PR #141, opened 2018-11-09
Add a version history to the API documentation

MatMoore:
### Context
We only have 1 version at the moment, but are working on version 2.

- Explain how to request a different version of the API
- Add a changelog to the API reference

This should mirror the specification changelog (https://spec.openregister.org/v2/changelog) except that
- It will only contain the changes we have implemented
- It may include additional changes we've made that are outside of the specification or specific to the way we've chosen to implement something
- The audience is API users, not implementors

### Guidance to review
We are working on additional guidance around our versioning strategy and I expect us to do more work on the docs before we actually release v2.

In particular, there is currently no way to select which version to show in the API reference, but documenting the changes as we go will make this easier to add later.

Related trello cards:
- https://trello.com/c/VUhFKnKy/3033-implement-rfc0024-indexes-removal-breaking-changes
- https://trello.com/c/gRvrLxdY/2987-implement-rfc0016-blob-resource


source/api_reference/version-history.html.md
```diff
@@ -0,0 +1,30 @@
...
+title: Version history
+weight: 0
+---
+# Version history
+
+## Version 1
+
+Version 1 can be accessed using either of these base URLs:
+
+- `https://{register-name}.register.gov.uk/v1/`
```
arnau: We could suggest `/v1` is the preferred way (I imagine the other one will end up being a redirection)

source/quick_start_guide/index.html.md.erb
```diff
@@ -25,11 +25,20 @@ The following are some examples of base URLs:
 
 <div style="height:1px;font-size:1px;">&nbsp;</div>
 
-### Choose an endpoint  
+### Append the current version of the API
+The current version of the API is **v1**.
+
+You should add the version of the API you want to use to the end of the base URL. This step is optional for version 1 of the API and will become required when version 1 is no longer supported.
+
+For example, the full Base URL for version 1 of the `local-authority-eng` register is `https://local-authority-eng.register.gov.uk/v1/`.
```
arnau: Is it a expected that `https://local-authority-eng.register.gov.uk/v1` returns a 404?

source/api_reference/version-history.html.md
MatMoore: It's implemented so that /v1/ is the redirect. I don't think it matters much though, and the plan is to remove it in a few months anyway.

source/quick_start_guide/index.html.md.erb
MatMoore: Nope, that's not ideal. I'll raise a PR to fix that.

source/api_reference/index.html.md.erb
```diff
@@ -27,6 +27,5 @@ Using different endpoints, you can:
 * get a [specific item within a register](/api_reference/get_items_item_hash#get-items-item-hash)
 * download the [full contents of a register in a ZIP file](/api_reference/get_download_register#get-download-register)
 
-You can also read about [HTTP status codes](/api_reference/http_status_codes)
-and [rate limits](/api_reference/rate_limits).
+You can also read about [HTTP status codes](/api_reference/http_status_codes), [rate limits](/api_reference/rate_limits) and [version numbers](/api_reference/version-history.html).
```
bahmady: It might be a good idea to bullet these three items: it'll be easer and more accessible for users. 

Also, I'm not sure the `.html.md` extension is needed for the `version-history` file unless I'm missing some utility of it. It makes linking a little bit more complicated, as here.

source/api_reference/version-history.html.md
```diff
@@ -0,0 +1,31 @@
+---
+title: Version history
+weight: 0
+---
+# Version history
+
+## Version 1
+
+Version 1 can be accessed using either of these base URLs:
```
bahmady: Perhaps:

> You can access Version 1 using these base URLs:

source/api_reference/version-history.html.md
```diff
@@ -0,0 +1,31 @@
...
+
+- `https://{register-name}.register.gov.uk/v1/`
+- `https://{register-name}.register.gov.uk/`
+
+## Next version
```
bahmady: For style consistency it would be good to have spaces between headers and content.

source/api_reference/version-history.html.md
```diff
@@ -0,0 +1,31 @@
...
+You can use this version of the API to test against backwards incompatable API changes before we release a new version of the API.
+
+Access it using this base URL:
+
+- `https://{register-name}.register.gov.uk/next/`
+
+**WARNING: Do not use this URL in production, as its API may change without warning.**
```
bahmady: Unfortunately we shouldn't use bold for anything other than interface text. You could use the solution Jon Heslop came up with for me on Pay to get the warning symbol out of the Design System: https://github.com/alphagov/pay-tech-docs/blob/master/source/payment_flow_overview/index.html.md.erb

source/api_reference/version-history.html.md
```diff
@@ -0,0 +1,31 @@
...
+title: Version history
+weight: 0
+---
+# Version history
+
+## Version 1
+
+Version 1 can be accessed using either of these base URLs:
+
+- `https://{register-name}.register.gov.uk/v1/`
```
bahmady: On https://docs.registers.service.gov.uk/linked_registers/ I've used the placeholder `{register}` rather than `{register-name}`: I would recommend changing this to match that or that to match this for consistency's sake.

source/api_reference/version-history.html.md
bahmady: Also might "v1" be better than "Version 1"?

source/api_reference/version-history.html.md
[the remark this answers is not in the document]
bahmady: It might also be good to introduce a short preamble describing exactly what the 'Next' API is: i.e. it's a term used for a 'preview' of the upcoming API, prior to that API becoming stable.

source/api_reference/version-history.html.md
```diff
@@ -0,0 +1,31 @@
...
+- `https://{register-name}.register.gov.uk/`
+
+## Next version
+You can use this version of the API to test against backwards incompatable API changes before we release a new version of the API.
```
bahmady: Re. the term 'backwards incompatible', I assume users will know what such changes will be before they come to actually test this version of the API, so perhaps:

> You can use the 'Next' version of the API to test against backwards-incompatible changes before 'Next' becomes the stable API. 

I don't know if the 'Next' API will replace the older API entirely or whether the older API will still be hosted? The sentence I've recommended might sound slightly awkward but conventionally there's no "we/us" in the Registers docs at the moment.

source/api_reference/version-history.html.md
```diff
@@ -0,0 +1,31 @@
...
+
+Access it using this base URL:
+
+- `https://{register-name}.register.gov.uk/next/`
+
+**WARNING: Do not use this URL in production, as its API may change without warning.**
+
+### Changes since version 1
```
bahmady: I'm not sure about "Changes since Version 1" if 'Next' API is to be a rolling term. It also may end up being hard to maintain this and this section may slip into obsolescence if nobody tends to it regularly.

source/api_reference/version-history.html.md
```diff
@@ -0,0 +1,31 @@
...
+
+#### Data model changes
+The term "blob" replaces what was previously called an "item" ([RFC-14](https://github.com/openregister/registers-rfcs/blob/master/content/blob-resource/index.md)).
```
bahmady: Perhaps:

> The term "blob" replaces the term "item" ([RFC-14](https://github.com/openregister/registers-rfcs/blob/master/content/blob-resource/index.md)).

source/api_reference/version-history.html.md
```diff
@@ -0,0 +1,31 @@
...
+
+This means that:
```
bahmady: Perhaps:

> This means that:
>
>* you now access the resource at `/blobs/{blob-hash}` instead of `/items/{item-hash}`
>* the field `item-hash` is now named `blob-hash`

source/quick_start_guide/index.html.md.erb
bahmady: No need to capitalise "Base URL" here.

source/quick_start_guide/index.html.md.erb
```diff
@@ -25,11 +25,20 @@ The following are some examples of base URLs:
 
 <div style="height:1px;font-size:1px;">&nbsp;</div>
 
-### Choose an endpoint  
+### Append the current version of the API
+The current version of the API is **v1**.
+
+You should add the version of the API you want to use to the end of the base URL. This step is optional for version 1 of the API and will become required when version 1 is no longer supported.
```
bahmady: Again not sure if we should use the term "v1" throughout rather than "version 1" or "Version 1".

Perhaps:

> ... This is optional for v1 of the API. When v1 is no longer supported, this will be required.

source/api_reference/version-history.html.md
MatMoore: That wording is better, although I think it should say something like "before 'next' is renamed to the next stable API version" rather than just "becomes the stable API"

The timeline will be:
- we make changes to the 'next' version
- when we're happy with it, 'next' becomes version 2
- after a grace period, we get rid of version 1

source/quick_start_guide/index.html.md.erb
MatMoore: that makes sense - I think it's better to be consistent with what's in the URL

source/api_reference/version-history.html.md
bahmady: You could change the content up a bit and describe the timeline itself. For example:

> The release schedule is:
> 
> 1. The GOV.UK Registers team releases the 'Next' API in beta. You can use the 'Next' version of the API to test against backwards-incompatible changes before 'Next' becomes the stable API.
> 2. When the beta is concluded, the 'Next API' becomes the stable API (eg v2). 
> 3. After a set amount of time, the previous version of the API is deprecated.

source/api_reference/version-history.html.md
MatMoore: I was intending this to work like the "unreleased" sections in our changelogs, so that we can document the next version straight away, and then we just rename the heading when `/next` becomes `/v2` or `/v3`.

I'll have a think about how to make this easier to maintain. There are various other things we need to remember to do when making breaking changes as well as this, so it would be great to have a checklist or something.

MatMoore:
Thanks for the review @bahmady! This is all very helpful feedback.

source/api_reference/version-history.html.md
bahmady: There's nothing wrong with it in principle; it's just in my experience of working on different projects, "Version history" sections sometimes end up being very outdated.

bahmady:
This seems to build strangely for me:

image

MatMoore:
@bahmady whoops, I'll add in that banner.

That changes section is meant to be part of the "next" section. I.e. these are the changes that went into that version. v1 would ideally have this too, except for v1 it's just everything.

Can you think of a better way to structure this? I can potentially flatten it, or I can reduce the level of subheadings shown in the navigation.

There will indeed be more changes besides the data model ones, I've just added what's implemented already.

My intention was to use `{register}` and style `v1` and `v2` as code throughout - I'll go through and fix the ones that are inconsistent with that.

bahmady:
@MatMoore 👍 

> That changes section is meant to be part of the "next" section. I.e. these are the changes that went into that version. v1 would ideally have this too, except for v1 it's just everything.

OK, that makes sense. 

> Can you think of a better way to structure this? I can potentially flatten it, or I can reduce the level of subheadings shown in the navigation.

You could just use an h4 for the "Data model changes": h4s shouldn't show up in the left-hand nav AFAICR. 

> My intention was to use {register} and style v1 and v2 as code throughout - I'll go through and fix the ones that are inconsistent with that.

Cool, and that makes sense: it's also consistent with elsewhere.

bahmady:
The `max_toc_heading_level` seems to need to be `2` to have the intended effect but otherwise 👍

bahmady:
Also I've just realised I still can't see the banner

MatMoore:
Have added in the banner now. The template seems to give strange results when the heading level is 2 (it hides so I'm going to leave it at 3 for now.

I think it's because a bunch of pages don't have level 2 headings (it jumps from 1 to 3) so the collapsable menu entries end up empty.

I think this is actually something we should improve in the gem, because at the moment it's purely defined in terms of the html heading levels, rather than how many levels it would actually create in the nav bar. I noticed this also gives unexpected results if you nest directories, because that creates additional nesting that doesn't count towards the limit.

bahmady:
I agree: I think it's more a problem with the tool itself rather than this content.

■ What you have to do:
Please give an exact copy of the lines above, beginning with the line containing "OK, that makes sense." and running through the line containing "Also I've just", and of no other lines.

■ Exercise solution:
OK, that makes sense. 

> Can you think of a better way to structure this? I can potentially flatten it, or I can reduce the level of subheadings shown in the navigation.

You could just use an h4 for the "Data model changes": h4s shouldn't show up in the left-hand nav AFAICR. 

> My intention was to use {register} and style v1 and v2 as code throughout - I'll go through and fix the ones that are inconsistent with that.

Cool, and that makes sense: it's also consistent with elsewhere.

bahmady:
The `max_toc_heading_level` seems to need to be `2` to have the intended effect but otherwise 👍

bahmady:
Also I've just realised I still can't see the banner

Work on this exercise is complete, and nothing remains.